Start of Block
PR #86, opened 2018-02-13
Feature/secure island db

itaymmguardicore:
# Feature
> DB now stores its credentials encrypted.
All credentials are encrypted in DB. Preventing simple non-targeted malware from stealing credentials from the DB.


danielguardicore:
- What happens if the configuration is not encrypted?  If ConfigService `should_encrypt ` is false, we should make sure not to encrypt when not needed, and more importantly, not decrypt encrypted data.

monkey_island/cc/services/config.py
```diff
@@ -794,29 +797,42 @@
     }
 }
 
+ENCRYPTED_CONFIG_ARRAYS = \
```
danielguardicore: This is duplicated here (with schema information) and in  `add_system_info_creds_to_config`
Can we avoid this somehow?

monkey_island/cc/services/config.py
```diff
@@ -17,60 +20,60 @@
             "type": "string",
```
danielguardicore: Can we move this entire schema to a seperate file? Out of 970 lines, 785 are the schema, making the file hard to read.

monkey_island/cc/resources/telemetry.py
```diff
@@ -124,6 +125,8 @@ def process_exploit_telemetry(telemetry_json):
         if new_exploit['result']:
             EdgeService.set_edge_exploited(edge)
 
+        Telemetry.encrypt_exploit_creds(telemetry_json)
```
danielguardicore: At this point, what happened to the plain text creds in the `telemetry_json` which were written to the mongodb under `new_exploit`?

monkey_island/cc/services/config.py
```diff
@@ -794,29 +797,42 @@
...
 
 class ConfigService:
+    default_config = None
+
     def __init__(self):
         pass
 
     @staticmethod
-    def get_config(is_initial_config=False):
+    def get_config(is_initial_config=False, should_decrypt=True):
```
danielguardicore: Please document when `get_config` and `get_config_value` should each be used

monkey_island/cc/services/config.py
```diff
@@ -794,29 +797,42 @@
...
             config.pop(field, None)
+        if should_decrypt and len(config) > 0:
+            ConfigService.decrypt_config(config)
         return config
 
     @staticmethod
-    def get_config_value(config_key_as_arr, is_initial_config=False):
-        config_key = reduce(lambda x, y: x+'.'+y, config_key_as_arr)
+    def get_config_value(config_key_as_arr, is_initial_config=False, should_decrypt=True):
+        config_key = reduce(lambda x, y: x + '.' + y, config_key_as_arr)
```
danielguardicore: I prefer you use functools.reduce

monkey_island/cc/services/config.py
```diff
@@ -794,29 +797,42 @@
...
         for field in ('name', '_id'):
             config.pop(field, None)
+        if should_decrypt and len(config) > 0:
+            ConfigService.decrypt_config(config)
         return config
 
     @staticmethod
-    def get_config_value(config_key_as_arr, is_initial_config=False):
-        config_key = reduce(lambda x, y: x+'.'+y, config_key_as_arr)
+    def get_config_value(config_key_as_arr, is_initial_config=False, should_decrypt=True):
```
danielguardicore: You're inconsistent on when are you explicit/implict on `should_decrypt`.
get_config, 2 implicit true, 1 explicit false
get_config_value - all explicitly true
get_flat_config - 1 implicit true

Why? I'm not sure it really matters except I'd rather be explicit where possible, so we know when are we passing plain credentials and we can verify it's always to the monkey.

monkey_island/cc/services/config.py
```diff
@@ -860,27 +876,38 @@ def creds_add_ntlm_hash(ntlm_hash):
...
-        defaultValidatingDraft4Validator(SCHEMA).validate(config)
+    def init_default_config():
+        if ConfigService.default_config is None:
+            defaultValidatingDraft4Validator = ConfigService._extend_config_with_default(Draft4Validator)
+            config = {}
+            defaultValidatingDraft4Validator(SCHEMA).validate(config)
+            ConfigService.default_config = config
+
+    @staticmethod
+    def get_default_config(should_decrypt=True):
```
danielguardicore: Fun with naming
`should_decrypt` leads to `encrypt_config`, this does not make sense.

monkey_island/cc/services/config.py
itaymmguardicore: I'm not sure I know what you're talking about

monkey_island/cc/services/config.py
```diff
@@ -922,3 +949,21 @@ def set_defaults(validator, properties, instance, schema):
...
+    @staticmethod
+    def decrypt_config(config):
+        ConfigService._encrypt_config(config, True)
+
+    @staticmethod
+    def encrypt_config(config):
+        ConfigService._encrypt_config(config, False)
+
+    @staticmethod
+    def _encrypt_config(config, is_decrypt=False):
```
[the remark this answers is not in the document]
itaymmguardicore: What would you suggest?

monkey_island/cc/services/config.py
itaymmguardicore: Yeah. But let's not do it in this branch. I've added as task to tasklist

monkey_island/cc/services/config.py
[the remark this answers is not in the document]
danielguardicore: I think two functions is better. I just think this will end up confusing

monkey_island/requirements.txt
```diff
@@ -12,4 +12,5 @@ Flask-JWT
 jsonschema
 netifaces
 ipaddress
-enum34
\ No newline at end of file
+enum34
+PyCrypto
```
danielguardicore: Add a new line at end.

monkey_island/cc/services/config.py
danielguardicore: There are two seperate places in the code where what fields need to be encrypted are listed.

monkey_island/cc/resources/telemetry.py
itaymmguardicore: If you're asking what happened up to this point, nothing happened. They were sent plain text from the monkey (over HTTPS).

monkey_island/cc/services/config.py
itaymmguardicore: fixed

monkey_island/cc/services/config.py
itaymmguardicore: fixed

monkey_island/cc/services/config.py
itaymmguardicore: Fixed

monkey_island/cc/services/config.py
itaymmguardicore: Fixed

monkey_island/requirements.txt
itaymmguardicore: fixed

monkey_island/cc/services/config.py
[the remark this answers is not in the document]
itaymmguardicore: maybe rename it do _encrypt_or_decrypt_config?
Longer name but I think it solves the confusion, and is only used from withing encrypt_config and decrypt_config

monkey_island/cc/services/config.py
itaymmguardicore: These 2 places are (sort of) unrelated. It's true that currently the credentials are the only config values being encrypted. Maybe in the future we'll have further secrets we'd want to encrypt but not use in add_system_info_creds_to_config.

danielguardicore: Yeah, the problem is that keeping track of whats encrypted requires a double lookup. If we can't avoid it oh well

itaymmguardicore: Can't avoid it right now

monkey_island/cc/resources/telemetry.py
danielguardicore: Meant the line where mongo.db.edge.update
With something that's a deep clone of telemetry_json['data']
which is what's being encrypted later.

We're encrypting the data when we add the creds but it seems the data is also saved without encryption under edges.

monkey_island/cc/services/config.py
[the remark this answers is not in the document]
danielguardicore: Ack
End of Block
WHAT YOU HAVE TO DO:
All of the material above needs to be transcribed verbatim.

EXERCISE SOLUTION:
PR #86, opened 2018-02-13
Feature/secure island db

itaymmguardicore:
# Feature
> DB now stores its credentials encrypted.
All credentials are encrypted in DB. Preventing simple non-targeted malware from stealing credentials from the DB.


danielguardicore:
- What happens if the configuration is not encrypted?  If ConfigService `should_encrypt ` is false, we should make sure not to encrypt when not needed, and more importantly, not decrypt encrypted data.

monkey_island/cc/services/config.py
```diff
@@ -794,29 +797,42 @@
     }
 }
 
+ENCRYPTED_CONFIG_ARRAYS = \
```
danielguardicore: This is duplicated here (with schema information) and in  `add_system_info_creds_to_config`
Can we avoid this somehow?

monkey_island/cc/services/config.py
```diff
@@ -17,60 +20,60 @@
             "type": "string",
```
danielguardicore: Can we move this entire schema to a seperate file? Out of 970 lines, 785 are the schema, making the file hard to read.

monkey_island/cc/resources/telemetry.py
```diff
@@ -124,6 +125,8 @@ def process_exploit_telemetry(telemetry_json):
         if new_exploit['result']:
             EdgeService.set_edge_exploited(edge)
 
+        Telemetry.encrypt_exploit_creds(telemetry_json)
```
danielguardicore: At this point, what happened to the plain text creds in the `telemetry_json` which were written to the mongodb under `new_exploit`?

monkey_island/cc/services/config.py
```diff
@@ -794,29 +797,42 @@
...
 
 class ConfigService:
+    default_config = None
+
     def __init__(self):
         pass
 
     @staticmethod
-    def get_config(is_initial_config=False):
+    def get_config(is_initial_config=False, should_decrypt=True):
```
danielguardicore: Please document when `get_config` and `get_config_value` should each be used

monkey_island/cc/services/config.py
```diff
@@ -794,29 +797,42 @@
...
             config.pop(field, None)
+        if should_decrypt and len(config) > 0:
+            ConfigService.decrypt_config(config)
         return config
 
     @staticmethod
-    def get_config_value(config_key_as_arr, is_initial_config=False):
-        config_key = reduce(lambda x, y: x+'.'+y, config_key_as_arr)
+    def get_config_value(config_key_as_arr, is_initial_config=False, should_decrypt=True):
+        config_key = reduce(lambda x, y: x + '.' + y, config_key_as_arr)
```
danielguardicore: I prefer you use functools.reduce

monkey_island/cc/services/config.py
```diff
@@ -794,29 +797,42 @@
...
         for field in ('name', '_id'):
             config.pop(field, None)
+        if should_decrypt and len(config) > 0:
+            ConfigService.decrypt_config(config)
         return config
 
     @staticmethod
-    def get_config_value(config_key_as_arr, is_initial_config=False):
-        config_key = reduce(lambda x, y: x+'.'+y, config_key_as_arr)
+    def get_config_value(config_key_as_arr, is_initial_config=False, should_decrypt=True):
```
danielguardicore: You're inconsistent on when are you explicit/implict on `should_decrypt`.
get_config, 2 implicit true, 1 explicit false
get_config_value - all explicitly true
get_flat_config - 1 implicit true

Why? I'm not sure it really matters except I'd rather be explicit where possible, so we know when are we passing plain credentials and we can verify it's always to the monkey.

monkey_island/cc/services/config.py
```diff
@@ -860,27 +876,38 @@ def creds_add_ntlm_hash(ntlm_hash):
...
-        defaultValidatingDraft4Validator(SCHEMA).validate(config)
+    def init_default_config():
+        if ConfigService.default_config is None:
+            defaultValidatingDraft4Validator = ConfigService._extend_config_with_default(Draft4Validator)
+            config = {}
+            defaultValidatingDraft4Validator(SCHEMA).validate(config)
+            ConfigService.default_config = config
+
+    @staticmethod
+    def get_default_config(should_decrypt=True):
```
danielguardicore: Fun with naming
`should_decrypt` leads to `encrypt_config`, this does not make sense.

monkey_island/cc/services/config.py
itaymmguardicore: I'm not sure I know what you're talking about

monkey_island/cc/services/config.py
```diff
@@ -922,3 +949,21 @@ def set_defaults(validator, properties, instance, schema):
...
+    @staticmethod
+    def decrypt_config(config):
+        ConfigService._encrypt_config(config, True)
+
+    @staticmethod
+    def encrypt_config(config):
+        ConfigService._encrypt_config(config, False)
+
+    @staticmethod
+    def _encrypt_config(config, is_decrypt=False):
```
[the remark this answers is not in the document]
itaymmguardicore: What would you suggest?

monkey_island/cc/services/config.py
itaymmguardicore: Yeah. But let's not do it in this branch. I've added as task to tasklist

monkey_island/cc/services/config.py
[the remark this answers is not in the document]
danielguardicore: I think two functions is better. I just think this will end up confusing

monkey_island/requirements.txt
```diff
@@ -12,4 +12,5 @@ Flask-JWT
 jsonschema
 netifaces
 ipaddress
-enum34
\ No newline at end of file
+enum34
+PyCrypto
```
danielguardicore: Add a new line at end.

monkey_island/cc/services/config.py
danielguardicore: There are two seperate places in the code where what fields need to be encrypted are listed.

monkey_island/cc/resources/telemetry.py
itaymmguardicore: If you're asking what happened up to this point, nothing happened. They were sent plain text from the monkey (over HTTPS).

monkey_island/cc/services/config.py
itaymmguardicore: fixed

monkey_island/cc/services/config.py
itaymmguardicore: fixed

monkey_island/cc/services/config.py
itaymmguardicore: Fixed

monkey_island/cc/services/config.py
itaymmguardicore: Fixed

monkey_island/requirements.txt
itaymmguardicore: fixed

monkey_island/cc/services/config.py
[the remark this answers is not in the document]
itaymmguardicore: maybe rename it do _encrypt_or_decrypt_config?
Longer name but I think it solves the confusion, and is only used from withing encrypt_config and decrypt_config

monkey_island/cc/services/config.py
itaymmguardicore: These 2 places are (sort of) unrelated. It's true that currently the credentials are the only config values being encrypted. Maybe in the future we'll have further secrets we'd want to encrypt but not use in add_system_info_creds_to_config.

danielguardicore: Yeah, the problem is that keeping track of whats encrypted requires a double lookup. If we can't avoid it oh well

itaymmguardicore: Can't avoid it right now

monkey_island/cc/resources/telemetry.py
danielguardicore: Meant the line where mongo.db.edge.update
With something that's a deep clone of telemetry_json['data']
which is what's being encrypted later.

We're encrypting the data when we add the creds but it seems the data is also saved without encryption under edges.

monkey_island/cc/services/config.py
[the remark this answers is not in the document]
danielguardicore: Ack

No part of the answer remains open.